A las 12.19 del miércoles, cuando Manuel Adorni llevaba una hora y media leyendo su presentación y empezaba a cerrar su discurso, dijo frente a los Diputados en el Congreso de la Nación: “No existe contrato alguno celebrado entre la TV Pública y el periodista Marcelo Grandío (…) No he participado en ningún expediente administrativo que lo involucre ni a él ni a Imhouse S.A.”. Se refiere, claro, a aclaraciones sobre la causa inicial que lo puso en el foco de la atención pública cuando se supo que había volado a Punta del Este en jet privado el feriado de carnaval en un vuelo que se supo después había pagado Grandío, un amigo personal dueño de una productora que accedió a contratos con la TV Pública a partir de la llegada de este gobierno al poder.

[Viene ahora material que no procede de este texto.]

PR #836, opened 2024-02-09
client: introduce common query params

krzysu:


packages/client/src/helpers/commonQueryVariables.ts
```diff
@@ -0,0 +1,41 @@
...
+export function commonQueryVariables({ params }: LensContext): CommonQueryVariables {
+  return {
+    publicationImageTransform: params.image?.medium,
+    publicationOperationsActedArgs: {},
+    publicationStatsInput: { metadata: { publishedOn: params.statsFor } },
+    publicationStatsCountOpenActionArgs: {},
+    profileCoverTransform: params.profile?.cover,
+    profilePictureTransform: params.profile?.thumbnail,
+    profileStatsArg: { forApps: params.statsFor },
+    profileStatsCountOpenActionArgs: {},
```
krzysu, line 35: some of them are still not possible to configure but at least all are defined in this single place

cesarenaldi (approved):

PR #845, opened 2024-02-14
react: allow to disable sponsored tx on the config level

krzysu:


packages/domain/src/use-cases/transactions/SponsorshipReady.ts
```diff
@@ -4,9 +4,6 @@ type WithSponsoredFlag<T extends ProtocolTransactionRequestModel> = T & {
   sponsored: boolean;
 };
 
-export type SubsidizableProtocolTransactionRequestModel =
-  WithSponsoredFlag<ProtocolTransactionRequestModel>;
```
krzysu, line 8: it was not used anywhere

packages/react/src/transactions/publications/useCreateMirror.ts
```diff
@@ -240,11 +242,13 @@ export function useCreateMirror(): UseDeferredTask<
...
-      sponsored: args.sponsored ?? true,
-      ...args,
-    });
+    const request = configureRequest(
+      createMirrorRequest({
+        signless: session.profile.signless,
+        sponsored: args.sponsored ?? true,
+        ...args,
+      }),
+    );
```
cesarenaldi, line 251: Given we do have places where we do:
```
const { config } = useSharedDependencies();
```
wondering if it's more straightforward to also retrieve `config` in these hooks and make the fallback logic apparent here. Rather than creating an request object and rely on `configureRequest` to override it.

packages/react/src/transactions/publications/useCreatePostRequest.ts
```diff
@@ -16,8 +18,16 @@ function extractUnknownOpenActionModuleAddresses(desired: CreatePostRequest): Ev
...
 export function useCreatePostRequest() {
   const { execute: fetch } = useLazyModuleMetadata();
+  const { config } = useSharedDependencies();
+
   return async (input: UnknownObject): Promise<CreatePostRequest> => {
     const desired = createPostRequest(input);
+
+    // if sponsored is disabled globally, return here
+    if (config.sponsored === false) {
+      return overwriteSponsored(desired, config);
```
cesarenaldi, line 28: I would make the decision explicit here, not sure if `overwriteSponsored` level of indirection is needed.

packages/react/src/transactions/publications/useCreateMirror.ts
krzysu: in some places, with simple logic, it could be apparent, but in complicated cases where the sponsored flag is set based on multiple conditions, adding one extra condition to the mix will only make it less obvious, and more error prone, than just overwriting it at the end, if needed at all (if defined in the config).

krzysu: I added overwrites to all hooks that would require it, none uses `useSharedDependencies` beside `useCreatePostRequest` that has the most complicated logic and external calls to build the Request.

cesarenaldi: Fair enough

cesarenaldi (approved):

PR #857, opened 2024-02-19
fix: pagination issue with several React hooks

cesarenaldi:
What to review in this PR:
- ApolloClient upgrade
- `config.ts` changes
- one non-paginated hook: `usePublication`
- one lazy non-paginated hook: `useLazyProfile`
- one paginated hook: `useProfileFollowers`
- one lazy list hook: `useLazyPublications`
- adds missing `useCurrencies` paginated field policy
- some of the "odd ones": `useInvitedProfiles`, `useRevenueFromFollow` (just `$fxRateFor` var used)
- removed unused queries in `modules.graphql`
- removed code from previous variable injection approach (start from `createTypePolicies.ts`)


packages/api-bindings/package.json
```diff
@@ -74,7 +74,7 @@
     "typescript": "5.2.2"
   },
   "peerDependencies": {
-    "@apollo/client": "~3.8.7",
+    "@apollo/client": "^3.8.10",
```
krzysu, line 77: is this version number correct?

packages/react/src/shared.tsx
```diff
@@ -79,7 +72,7 @@ export function createSharedDependencies(userConfig: BaseConfig): SharedDependen
 
   // apollo client
   const apolloClient = createLensApolloClient({
-    queryParams: config.params,
+    connectToDevTools: config.debug,
```
krzysu, line 75: nice!

krzysu (approved):
reviewed, tested, LGTM 👍

packages/api-bindings/package.json
cesarenaldi: Not affecting the final result, but prefer to fix it. Good catch.

PR #860, opened 2024-02-21
fix: export URI/URL, add type policy for metadata

krzysu:


packages/react/src/publication/infrastructure/PublicationCacheManager.ts
```diff
@@ -75,6 +75,7 @@ export class PublicationCacheManager implements IPublicationCacheManager {
           },
           ...this.variables,
         },
+        returnPartialData: true,
```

Las palabras de Adorni hicieron ruido en Comodoro Py donde tramita una causa por negociaciones incompatibles y conflicto de interés porque hay en el expediente siete contratos firmados por Grandío y su productora Imhouse que son uno de los elementos principales de la investigación. Conseguirlos fue una proeza: se pidieron con un oficio judicial sin respuesta, se insistió con un acta de presentación y hasta mandaron a la Policía de Seguridad Aeroportuaria a buscarlos sin éxito. Con el paso de los días, la información llegó y es probablemente, una de las preocupaciones principales para el funcionario en este expediente que es menor al lado del de enriquecimiento ilícito.
Son elementos que seguirán su curso en las causas penales mientras el Gobierno avanzará en una decisión que parece irreversible: no sólo sostener sino empoderar a Adorni con la expectativa de que las peores noticias de revelaciones sobre su patrimonio ya pasaron y que el tiempo que lleva el trámite judicial diluya la atención hacia otros lados.
En ese sendero, anunciaron anoche la reapertura de la sala de prensa de la Casa Rosada, una decisión que no buscará bajar el enfrentamiento con el periodismo pero sí descomprimir una clausura que sólo exponía una decisión arbitraria y peligrosa en términos de libertad de prensa y de expresión. Es incierto el resultado y tiene a varios integrantes del Gabinete inquietos e incómodos. “Adorni está roto. En la calle no hay retorno”, se preocupa un funcionario de primer nivel que participó de la movida de apoyo que se gestó meticulosamente en la previa a la presentación de Adorni en el Congreso. Su reaparición pública era la prueba de fuego que consideran superada y desde ahí sigue este paso a paso que comenzó hoy con su primera entrevista periodística y seguirá con la vuelta de una conferencia de prensa que se supone será el mismo lunes.